Mi pare che queste osservazioni sieno mirabilmente utili a scoprire l'analogia, la ragione, le cause della lingua e grammatica latina, e delle sue apparenti anomalie ec. ec. e a stabilir regola e cagione dove gli altri non veggono che capriccio, varietà , disordine, arbitrio e caso ec.
(10. Nov. 1823.)
Quello che noi chiamiamo spirito nei caratteri, nelle maniere, ne' moti ed atti, nelle parole, ne' motti, ne' discorsi, nelle azioni, negli scritti e stili ec. ci piace, e ciò a tutti, perch'egli è vita, e desta sensazioni vive sotto qualche rispetto, o desta sensazioni qualunque, e molte, e spesse, il che è cosa viva, perchè il sentire lo è. Infatti lo spirito si chiama anche vivacità ec. o semplicemente, o vivacità di spirito, di carattere, stile, modi ec. ec. Il suo contrario in certo modo è morte, e non desta sensazioni, o poche, leggere, [3855]non rapide, non varie, non rapidamente succedentisi e variantisi, il che è cosa morta. Noi lo chiamiamo spirito perchè siamo soliti di considerar la vita come cosa immateriale, e appartenente a cose non materiali, e di chiamare spirito ciò ch'è vivo e vive e cagiona la vita ec.; e la materia siamo soliti di considerarla come cosa morta, e non viva per se, nè capace di vita ec.

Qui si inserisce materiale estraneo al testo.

PR #248, opened 2023-04-04
WIP: Use object inheritance rather than 'using' statements

jhp-lanl:
## PR Summary

As discussed with @Yurlungur and @dholladay00 , we use a lot of `using` statements in the code where I think standard object inheritance works instead. Wherever possible, this MR gets rid of `using` statements where they are not needed, or where the `this->` pointer can provide access to protected members variables in the base class. Of course, to do this I needed to make the derived classes `friend` of the base class to access these protected variables.

Note that members in the derived class will "shadow" or "hide" members of the same in the base class. We need the `using` statements to properly overload functions in the derived class with those in the base class, e.g. the vector overloads.

I would advocate for this sort of programming since the scope of the variable is very obvious where the variable is being modified or read. The `using` statements, especially in the PTE solver, do shorten the amount of code we need to write, but at the cost of increased ambiguity about where a variable is defined.

I've tested this on the x86-volta nodes of Darwin and it seems to work.

Tagging @jdolence as well since he wrote the PTE code where this changes a lot.

EDIT - I should add that this is a proposal rather than something I feel is a hard requirement.

## PR Checklist

### DIFF
--- a/singularity-eos/closure/mixed_cell_models.hpp
+++ b/singularity-eos/closure/mixed_cell_models.hpp
@@ -155,11 +155,6 @@ class CacheAccessor {
 
 template <typename EOSIndexer, typename RealIndexer>
 class PTESolverBase {
- friend class PTESolverRhoT;
- friend class PTESolverRhoU;
- friend class PTESolverRhoU;
- friend class PTESolverFixedP;
- friend class PTESolverFixedT;
  public:
   PTESolverBase() = delete;
   PORTABLE_INLINE_FUNCTION int Nmat() const { return nmat; }
--- a/singularity-eos/closure/mixed_cell_models.hpp
+++ b/singularity-eos/closure/mixed_cell_models.hpp
@@ -155,6 +155,11 @@ class CacheAccessor {
 
 template <typename EOSIndexer, typename RealIndexer>
 class PTESolverBase {
+ friend class PTESolverRhoT;
+ friend class PTESolverRhoU;
+ friend class PTESolverRhoU;
+ friend class PTESolverFixedP;
+ friend class PTESolverFixedT;
  public:
   PTESolverBase() = delete;
   PORTABLE_INLINE_FUNCTION int Nmat() const { return nmat; }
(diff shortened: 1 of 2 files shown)


singularity-eos/closure/mixed_cell_models.hpp
```diff
@@ -155,6 +155,12 @@ class CacheAccessor {
 
 template <typename EOSIndexer, typename RealIndexer>
 class PTESolverBase {
+  friend class PTESolverRhoT;
+  friend class PTESolverRhoU;
+  friend class PTESolverRhoU;
+  friend class PTESolverFixedP;
+  friend class PTESolverFixedT;
```
Yurlungur, line 162: I really dislike using `friend class` here as it mixes inheritance access in a way that I worry is hard to disentangle. For example, having the base class know about its children with `friend` means that a downstream code can't build on our solver infrastructure to add their own solver with our base functionality. They have to make a whole new class, since they can't add "friendship" downstream. It's also just one more place things have to be modified when a new class is added.

(Big picture, I think `friend` is a language feature that should be used very sparingly, as it breaks encapsulation. It essentially means all the classes/functions that are `friends` are part of a single monolithic implementation. Sometimes this is the right thing to do. But when faced with that design choice, I think it's worth thinking carefully about alternatives.)

That said, it's actually not clear to me: why is this necessary here? Maybe I'm missing something about the inheritance structure.

singularity-eos/eos/eos_base.hpp
```diff
@@ -79,8 +79,7 @@ char *StrCat(char *destination, const char *source) {
   using EosBase<EOSDERIVED>::PTofRE;                                                     \
   using EosBase<EOSDERIVED>::FillEos;                                                    \
   using EosBase<EOSDERIVED>::EntropyFromDensityTemperature;                              \
-  using EosBase<EOSDERIVED>::EntropyFromDensityInternalEnergy;                           \
-  using EosBase<EOSDERIVED>::EntropyIsNotEnabled;
+  using EosBase<EOSDERIVED>::EntropyFromDensityInternalEnergy;
```
Yurlungur, line 82: :+1:

Yurlungur (commented):
I like the cleanup of `eos_base`. I'm not sure how I feel about the changes in `mixed_cell_models.hpp`.

Personally I find the added `this->` calls hinder readability, but I don't feel so strongly that I would veto this change if I'm outvoted.

That said I do worry about using the `this` pointer on device. My intuition says this might be problematic, though I can't point to a particular reason at the moment. Some additional comments below.

singularity-eos/closure/mixed_cell_models.hpp
jhp-lanl: I want to emphasize that these changes were made to duplicate the functionality that already exists through the `using` statements we already had.

> I really dislike using friend class here as it mixes inheritance access in a way that I worry is hard to disentangle.

Is this worse than mixing data access through `using` statements?

> ...having the base class know about its children with friend means that a downstream code can't build on our solver infrastructure to add their own solver with our base functionality

They can still adopt the `using` pattern that we currently have and accomplish the same thing. This change only _enables_ data access through inheritance.

> Big picture, I think friend is a language feature that should be used very sparingly, as it breaks encapsulation. It essentially means all the classes/functions that are friends are part of a single monolithic implementation.

Maybe I'm failing to grasp some of the nuances here, but I'd argue that our current implementation already does this.


I'm certainly open to alternatives, but to me (and again, I'm new to C++ so I may be completely wrong) the `using` statements feel like a hack to expose variables to a different scope.

dholladay00: I tend to agree with @Yurlungur. While neither solution is optimal, I'd prefer the `using` statements over `this->`. As my simple mind (and procedural programming tendencies) sees things, the usage of a base class is to reduce code duplication. Both of these implementations accomplish this task, but I find the `using` route to be more readable and the absence of `friend` classes an additional benefit as it communicates to downstream projects that one must register their implementations with singularity-eos in order to "correctly" inherit our base class's functionality, which is not something we want to communicate IMO.

Yurlungur: Discussing with @jhp-lanl offline---I'm actually confused why the `friend` stuff is needed. I can't reproduce in some simple examples.

We also discovered that the `this` pointer is only required because of the templates (which is my memory of the language). This has to do with implementation details of how unqualified name lookup interacts with templates in the language. From the C++11 standard:

> In the definition of a class or class template, if a base class depends on a template-parameter, the base class scope is not examined during unqualified name lookup either at the point of definition of the class template or member or during an instantiation of the class template or member. 

To my mind, this makes both `using` and `this` essentially equivalent "hacks" around the failure of the language to properly do unqualified name lookup. So I think it's just a question of which we as a team prefer stylistically. (I feel pretty strongly I don't want `friend` classes here... but maybe we can work around that if we decide to go with the `this` pointer.)

jhp-lanl: I removed the `friend` stuff because it isn't needed. I _thought_ it was needed at some point, but that was my misunderstanding.

I agree on the `using` vs `this->`. Given that we have two votes against, I'm inclined to scrap it.

jhp-lanl:
I think this is far outdated and not needed anymore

(10. Nov. ottava del dì de' Morti. 1823.)
Tra le cagioni del mancar noi (e così gli spagnuoli) di lingua e letteratura moderna propria, si dee porre, e per prima di tutte, la nullità politica e militare in cui è caduta l'Italia non men che la Spagna dal 600 in poi, epoca appunto da cui incomincia la decadenza ed estinzione delle lingue e letterature proprie in Italia e in Ispagna. Questa nullità si può considerare e come una delle cagioni del detto effetto, e come la cagione assoluta di esso. Come una delle cagioni, perocchè se noi manchiamo oggi affatto di voci moderne proprie italiane e spagnuole, politiche e militari, ciò viene perchè gl'italiani e spagnuoli non hanno più, dal 600 in poi, nè affari politici propri, nè milizia propria. Fino dall'estinzione dell'imperio romano, l'Italia è stata serva, perchè divisa; ma sino a tutto il 500 la milizia italiana propria ha esistito, e le corti e repubbliche italiane hanno operato da se, benchè piccole e deboli. Il governo era in mano d'italiani, le dinastie erano italiane in assai maggior numero che poi non furono [3856]ed or non sono. Influiti e dominati da' governi e dagli eserciti stranieri, i governi e gli eserciti italiani, chè tali essi erano ancora, agivano tuttavia essi medesimi, ed avevano affari. Essi erano che si davano agli stranieri, quando a questo, q...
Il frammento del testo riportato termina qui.